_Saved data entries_
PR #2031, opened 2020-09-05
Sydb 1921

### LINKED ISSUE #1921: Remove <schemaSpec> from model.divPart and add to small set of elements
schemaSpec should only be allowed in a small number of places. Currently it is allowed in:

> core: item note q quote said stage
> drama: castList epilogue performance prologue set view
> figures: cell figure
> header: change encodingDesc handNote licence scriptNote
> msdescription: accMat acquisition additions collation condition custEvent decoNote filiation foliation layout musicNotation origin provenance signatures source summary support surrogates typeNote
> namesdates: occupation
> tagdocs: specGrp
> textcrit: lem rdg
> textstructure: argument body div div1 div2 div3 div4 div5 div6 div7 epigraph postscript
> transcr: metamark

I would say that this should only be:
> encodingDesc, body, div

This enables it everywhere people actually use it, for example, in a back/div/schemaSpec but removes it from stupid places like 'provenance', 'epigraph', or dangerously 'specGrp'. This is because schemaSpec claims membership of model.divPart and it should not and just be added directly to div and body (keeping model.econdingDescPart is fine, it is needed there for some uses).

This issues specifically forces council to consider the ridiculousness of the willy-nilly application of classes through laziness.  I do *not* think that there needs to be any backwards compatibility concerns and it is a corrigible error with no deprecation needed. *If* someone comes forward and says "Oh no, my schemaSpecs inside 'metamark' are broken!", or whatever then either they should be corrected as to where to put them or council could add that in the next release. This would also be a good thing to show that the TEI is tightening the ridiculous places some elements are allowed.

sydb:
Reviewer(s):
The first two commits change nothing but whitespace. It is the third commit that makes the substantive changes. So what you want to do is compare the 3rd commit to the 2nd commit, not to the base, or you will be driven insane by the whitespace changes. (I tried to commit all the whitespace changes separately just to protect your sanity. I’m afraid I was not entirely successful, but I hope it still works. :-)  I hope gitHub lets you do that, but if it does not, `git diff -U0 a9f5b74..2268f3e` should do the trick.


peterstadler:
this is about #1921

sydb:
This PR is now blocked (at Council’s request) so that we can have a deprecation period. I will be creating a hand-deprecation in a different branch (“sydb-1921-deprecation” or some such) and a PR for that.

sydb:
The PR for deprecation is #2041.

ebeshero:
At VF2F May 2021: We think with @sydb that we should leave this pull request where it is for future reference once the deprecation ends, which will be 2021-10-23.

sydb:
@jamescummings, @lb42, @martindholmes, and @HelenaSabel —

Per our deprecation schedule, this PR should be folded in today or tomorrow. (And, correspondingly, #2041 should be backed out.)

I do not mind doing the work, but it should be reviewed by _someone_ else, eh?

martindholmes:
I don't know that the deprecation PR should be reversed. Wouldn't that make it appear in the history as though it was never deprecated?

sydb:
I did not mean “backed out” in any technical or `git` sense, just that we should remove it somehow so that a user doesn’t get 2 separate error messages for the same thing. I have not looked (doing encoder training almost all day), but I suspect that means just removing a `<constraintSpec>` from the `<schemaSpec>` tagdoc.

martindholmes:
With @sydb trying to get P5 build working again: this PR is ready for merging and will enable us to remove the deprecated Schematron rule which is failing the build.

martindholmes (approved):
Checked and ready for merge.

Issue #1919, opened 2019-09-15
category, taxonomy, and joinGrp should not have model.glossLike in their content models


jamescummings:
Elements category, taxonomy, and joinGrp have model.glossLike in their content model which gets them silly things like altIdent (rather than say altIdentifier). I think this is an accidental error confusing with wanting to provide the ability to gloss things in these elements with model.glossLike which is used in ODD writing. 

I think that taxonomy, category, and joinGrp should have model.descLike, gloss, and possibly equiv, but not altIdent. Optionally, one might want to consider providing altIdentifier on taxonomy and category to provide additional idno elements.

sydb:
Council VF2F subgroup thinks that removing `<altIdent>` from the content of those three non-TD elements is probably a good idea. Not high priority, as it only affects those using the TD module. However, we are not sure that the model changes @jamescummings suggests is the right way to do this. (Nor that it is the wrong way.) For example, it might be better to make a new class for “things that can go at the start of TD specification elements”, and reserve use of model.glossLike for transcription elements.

_WORK TO COMPLETE_
Produce a word-for-word restatement of all the records.

_OUTPUT FOR THIS TASK_
PR #2031, opened 2020-09-05
Sydb 1921

### LINKED ISSUE #1921: Remove <schemaSpec> from model.divPart and add to small set of elements
schemaSpec should only be allowed in a small number of places. Currently it is allowed in:

> core: item note q quote said stage
> drama: castList epilogue performance prologue set view
> figures: cell figure
> header: change encodingDesc handNote licence scriptNote
> msdescription: accMat acquisition additions collation condition custEvent decoNote filiation foliation layout musicNotation origin provenance signatures source summary support surrogates typeNote
> namesdates: occupation
> tagdocs: specGrp
> textcrit: lem rdg
> textstructure: argument body div div1 div2 div3 div4 div5 div6 div7 epigraph postscript
> transcr: metamark

I would say that this should only be:
> encodingDesc, body, div

This enables it everywhere people actually use it, for example, in a back/div/schemaSpec but removes it from stupid places like 'provenance', 'epigraph', or dangerously 'specGrp'. This is because schemaSpec claims membership of model.divPart and it should not and just be added directly to div and body (keeping model.econdingDescPart is fine, it is needed there for some uses).

This issues specifically forces council to consider the ridiculousness of the willy-nilly application of classes through laziness.  I do *not* think that there needs to be any backwards compatibility concerns and it is a corrigible error with no deprecation needed. *If* someone comes forward and says "Oh no, my schemaSpecs inside 'metamark' are broken!", or whatever then either they should be corrected as to where to put them or council could add that in the next release. This would also be a good thing to show that the TEI is tightening the ridiculous places some elements are allowed.

sydb:
Reviewer(s):
The first two commits change nothing but whitespace. It is the third commit that makes the substantive changes. So what you want to do is compare the 3rd commit to the 2nd commit, not to the base, or you will be driven insane by the whitespace changes. (I tried to commit all the whitespace changes separately just to protect your sanity. I’m afraid I was not entirely successful, but I hope it still works. :-)  I hope gitHub lets you do that, but if it does not, `git diff -U0 a9f5b74..2268f3e` should do the trick.


peterstadler:
this is about #1921

sydb:
This PR is now blocked (at Council’s request) so that we can have a deprecation period. I will be creating a hand-deprecation in a different branch (“sydb-1921-deprecation” or some such) and a PR for that.

sydb:
The PR for deprecation is #2041.

ebeshero:
At VF2F May 2021: We think with @sydb that we should leave this pull request where it is for future reference once the deprecation ends, which will be 2021-10-23.

sydb:
@jamescummings, @lb42, @martindholmes, and @HelenaSabel —

Per our deprecation schedule, this PR should be folded in today or tomorrow. (And, correspondingly, #2041 should be backed out.)

I do not mind doing the work, but it should be reviewed by _someone_ else, eh?

martindholmes:
I don't know that the deprecation PR should be reversed. Wouldn't that make it appear in the history as though it was never deprecated?

sydb:
I did not mean “backed out” in any technical or `git` sense, just that we should remove it somehow so that a user doesn’t get 2 separate error messages for the same thing. I have not looked (doing encoder training almost all day), but I suspect that means just removing a `<constraintSpec>` from the `<schemaSpec>` tagdoc.

martindholmes:
With @sydb trying to get P5 build working again: this PR is ready for merging and will enable us to remove the deprecated Schematron rule which is failing the build.

martindholmes (approved):
Checked and ready for merge.

Issue #1919, opened 2019-09-15
category, taxonomy, and joinGrp should not have model.glossLike in their content models


jamescummings:
Elements category, taxonomy, and joinGrp have model.glossLike in their content model which gets them silly things like altIdent (rather than say altIdentifier). I think this is an accidental error confusing with wanting to provide the ability to gloss things in these elements with model.glossLike which is used in ODD writing. 

I think that taxonomy, category, and joinGrp should have model.descLike, gloss, and possibly equiv, but not altIdent. Optionally, one might want to consider providing altIdentifier on taxonomy and category to provide additional idno elements.

sydb:
Council VF2F subgroup thinks that removing `<altIdent>` from the content of those three non-TD elements is probably a good idea. Not high priority, as it only affects those using the TD module. However, we are not sure that the model changes @jamescummings suggests is the right way to do this. (Nor that it is the wrong way.) For example, it might be better to make a new class for “things that can go at the start of TD specification elements”, and reserve use of model.glossLike for transcription elements.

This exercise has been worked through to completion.